I could hear a sour laugh come from behind the mask. “Doing to them? Whatever do you mean? I am merely accepting an invitation. This is no way for you to treat a guest, Minty.”

“You tried to kill me!”

“I did no such thing.” He shook his head. “If I had tried to kill you, I would have succeeded. I merely meant to wound you, nothing more. Now that I am released from my previous contract, I am no longer required to harm you in any way.”

“So, what, you expect me to forget about the scar you gave me?”

“No, I expect you to learn from the scar I gave you, as we all learn about the pains that ail us. You were hurt, but I can only hope you have learned and grown stronger from your pain.”

I growled. “Strong enough to take you on for a rematch.”

“Is that so?” Faster than I could react, he sprang forward and was pressing a knife against the nape of my neck. The silver blade was sharpened to a fine point, and I could feel it scrape hard against my skin. I did my best not to whimper.

“Enough!” Shuya shouted. He stood from his chair and walked around the table toward the two of us. “I asked our friend to come here, Minty,” he said to me. He turned to the masked assassin. “And I asked you to be on your best behavior around her. We don’t need more enemies, especially in her.”

The assassin was quiet for a moment, but then removed his knife and sheathed it beneath his cloak. “Acknowledged.”

I rubbed the area on my neck where he had held the blade. The precision with which he’d pressed on the blade had left me feeling sore, but the skin hadn’t been broken. I tried to discern what was behind the mask he wore, but as usual he showed little emotion beyond a passing concern for what Shuya was saying.

“So Shuya,” I said, “can you remind me again why you hired an assassin to play on your team? One that’s known for killing his last employer?”

Shuya shook his head. “I didn’t hire him, just asked him to come. I asked because I believe our causes are much alike, and we could both benefit from a mutual partnership.”

“And what cause is that?” I asked.

“The only one that matters,” the assassin said. He hopped up on top of the bale and waved a hoof through the air like he was making a speech to a massive crowd.

“Revolution! For too long, the ponies of this city have sat idly by and watched while their government creeps in through their lives, enveloping them and squeezing them tighter and tighter.

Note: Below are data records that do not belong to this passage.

PR #1638, opened 2023-01-23
DataTable refactor - Adds cell updating and sorting functionality

darrenburns:
Rows and columns in the DataTable have been decoupled from their current visual location.

## API Changes

-  A `sort` method was added to the `DataTable`, allowing you to supply one or more column keys. Rows will be re-ordered using the provided keys.
- A new method `update_cell(row_key, column_key, value, update_width)` was added to the `DataTable`, which can be used to update the value of a cell identified by `(row_key, column_key)`.
- A similar method `update_coordinate(coordinate, value, update_width)` was added which can be used to update the cell which is currently present at `coordinate`.
- `add_row` and `add_column` have been updated to accept a `key` argument. If this `key` is not supplied, the DataTable will generate a key for you. This key will be returned from calls to `add_row` and `add_column` and can be used to reference the row and column regardless of where it’s currently located on the screen. This means that if you sort the rows in your table, you can always use the key of that row to reference it, even if its coordinate/index has changed.
- Similarly, `add_rows` and `add_columns` have been updated to return `list[RowKey]` and `list[ColumnKey]` respectively.
- `get_cell_value` has been renamed to `get_value_at(coordinate)` - this seems more appropriate given our new distinction between spatial coordinates and cells identified by row/column keys.
- A new version of `get_cell_value` exists which returns the value of a cell given a `RowKey` and `ColumnKey`.
- `cursor_cell` was renamed to `cursor_coordinate` since cells and coordinates are no longer the same things. It was renamed to make that more explicit.
    - The method `validate_cursor_cell` was renamed to `validate_cursor_coordinate`.
    - The method `watch_cursor_cell` was renamed to `watch_cursor_coordinate`.
- `hover_cell` renamed to `hover_coordinate` for similar reasons.
    - The method `validate_hover_cell` was renamed to `validate_hover_coordinate`.
- `row_count` is now a property. Previously it was an attribute that was manually kept in sync.
- Public attributes `data`, `columns` and `rows` are re-structured to all be dicts keyed by row and column keys. 
  - Ordering can no longer be relied upon when interacting with these structures. These structures store data but have no say in where it is located on the screen.
- New public properties `ordered_rows` and `ordered_columns` have been added, which return `list[Row]` and `list[Column]` respectively. The ordering of these lists reflects the positioning of the rows and columns you see on screen.
- Row/column/cell keys are accessible as attributes on the events emitted from the DataTable.
- Public method `refresh_cell` was changed to `refresh_coordinate(coordinate)`. (Although I'm not sure what the use case for this being public is).
- New public methods for validating coordinates are within the bounds of the DataTable and used extensively internally. Allows you to say "can I move my cursor to here without it being clamped?" before moving it.
- Fixes https://github.com/Textualize/textual/issues/1723
- Makes the filter module public.

- [ ] Updated documentation


src/textual/widgets/_data_table.py
```diff
@@ -26,40 +29,105 @@
...
+
+    def __hash__(self):
+        # If a string is supplied, we use the hash of the string. If no string was
+        # supplied, we use the default hash to ensure uniqueness amongst instances.
+        return hash(self.value) if self.value is not None else id(self)
+
+    def __eq__(self, other: object) -> bool:
+        # Strings will match Keys containing the same string value.
+        # Otherwise, you'll need to supply the exact same key object.
+        try:
```
willmcgugan, line 69: Comparing the hashes can lead to false positives. It might also make objects compare equal when they are different types, ie. `hash("") == hash(0)`

I think we will need to check it is a valid type to compare it to, and return `NotImplement` if it isn't.

src/textual/widgets/_data_table.py
```diff
@@ -26,40 +29,105 @@
...
 
 class CellDoesNotExist(Exception):
+    """Raised when the user supplies coordinates or cell keys which
+    do not exist in the DataTable."""
+
+    pass
+
+
+@functools.total_ordering
+class StringKey:
```
willmcgugan, line 51: Can we add a rich repr here? Would be useful for debugging.

src/textual/widgets/_data_table.py
```diff
@@ -569,77 +878,93 @@ def clear(self, columns: bool = False) -> None:
...
+            key: A key which uniquely identifies this column.
+                If None, it will be generated for you.
 
-        content_width = measure(self.app.console, text_label, 1)
+        Returns:
+            Uniquely identifies this column. Can be used to retrieve this column
+                regardless of its current location in the DataTable (it could have moved
+                after being added due to sorting/insertion/deletion of other columns).
+        """
+        column_key = ColumnKey(key)
```
willmcgugan, line 908: Should we check for duplicates here? I can imagine users forgetting and making two calls with the same `key`.

src/textual/widgets/_data_table.py
```diff
@@ -569,77 +878,93 @@ def clear(self, columns: bool = False) -> None:
...
-        self.rows[row_index] = Row(row_index, height, self._line_no)
-
-        for line_no in range(height):
-            self._y_offsets.append((row_index, line_no))
-
-        self.row_count += 1
-        self._line_no += height
-
-        self._new_rows.add(row_index)
+        row_key = RowKey(key)
```
willmcgugan, line 952: Also check for duplicate row keys?

willmcgugan (commented):
Just some comments to consider.

Pretty sure this will be good to merge early next week.

ofek:
I think there is a bug where if a cell's initial value is an empty string then the cell can no longer be updated after row creation:

```python
import asyncio

from textual.app import App
from textual.widgets import DataTable, Footer, Header, Switch

BACKGROUND_TASKS = []

class Listing(DataTable):
    def on_mount(self):
        super().on_mount()

        self.add_column('', key='status')
        self.add_column('', key='title')
        self.show_header = False
        self.cursor_type = 'row'

        self.call_after_refresh(lambda: BACKGROUND_TASKS.append(asyncio.create_task(self.__on_mount())))

    async def __on_mount(self):
        # self.add_row('something', 'title1', key='foo')
        self.add_row('', 'title1', key='foo')

class MyApp(App):
    def compose(self):
        yield Header()
        yield Switch()
        yield Listing()
        yield Footer()

    async def on_switch_changed(self, event: Switch.Changed):
        listing = self.query_one(Listing)
        listing.update_cell('foo', 'status', '✓' if event.value else '')

if __name__ == '__main__':
    app = MyApp()
    app.run()
```

darrenburns:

While the ponies in their sky-high towers grow fat and rich, the have-nots grow ignorant and complacent.”

“They’ve started to grow used to the corporations and the banks controlling them,” Shuya continued. “The Burb thrives with unrestricted business that sows among the poor and reaps for the rich. We are an organization that seeks to end that. The gang wars are over, and the revolution has begun.”

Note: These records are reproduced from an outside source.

PR #1639, opened 2023-01-23
Remove some parameter types that got missed on `Widget.move_child`

davep:
Rogue colon likely threw off whatever regexp was being used to hunt the examples down.


davep:
> Woops, thanks for catching this!

Easily missed given the format of the existing text was wrong. :-)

I looked between the two of them. Shuya, with his honest face, beamed at me. His eyes shone in the harsh light from overhead fluorescents, and I could see sweat gathered on his forehead. The assassin, of course, kept his emotions behind his mask, but he leaned close toward me and made me feel like he meant every single word.

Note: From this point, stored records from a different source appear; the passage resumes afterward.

Issue #1430, opened 2022-12-22
[Tree] Provide some sort of `expand/collapse_all` facility for `TreeNode`


davep:
It's currently possible to [`expand`](https://textual.textualize.io/api/tree_node/#textual.widgets._tree.TreeNode.expand) a `TreeNode`, but that only expands the direct children. It would be useful if it had an optional parameter, or another method akin to `expand_all`, so that every expandable  descendent node is expanded.

willmcgugan:
Also `collapse_all`

PR #1644, opened 2023-01-23
Add support for a method of expanding/collapsing all tree nodes from a given node down

davep:
Adds optional `expand_all`, `collapse_all` and `toggle_all` parameters to the `expand`, `collapse` and `toggle` methods of `TreeNode`. In doing so I move the bulk of the work of those methods inside "private" methods that do the setting of the expanded status (and in turn calling on any children to do the same) without ever invalidating the display of the owning `Tree`. The "public" methods then simply call on those "private" methods and then invalidate the `Tree` (the intention being that there's no need to get the tree to redraw until after all the nodes have done their thing_.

“You say you want a revolution?” I asked.

Shuya nodded. “That’s the idea.”

“Well, you know, I guess we all want to change the world.” I shrugged. “But is this the best way to go about it? To start a revolution instead of, you know, maybe trying to talk to Marshmallow? She’s my friend, and I’m sure she’d listen.”

“We’ve tried,” Shuya said.

“And?”

“All queries to speak with her have been refused. Trying to make an appointment at the office itself is met with rebuke by one of her secretaries. The time for inaction is over.”

My father had had similar opinions, back in the day. When a small-time thief had robbed the town store on a hot summer’s day, my father had gathered several stallions from the outlying farms of Derbyshire and gone to the police, trying to get them to track down the criminal after the case had slowed.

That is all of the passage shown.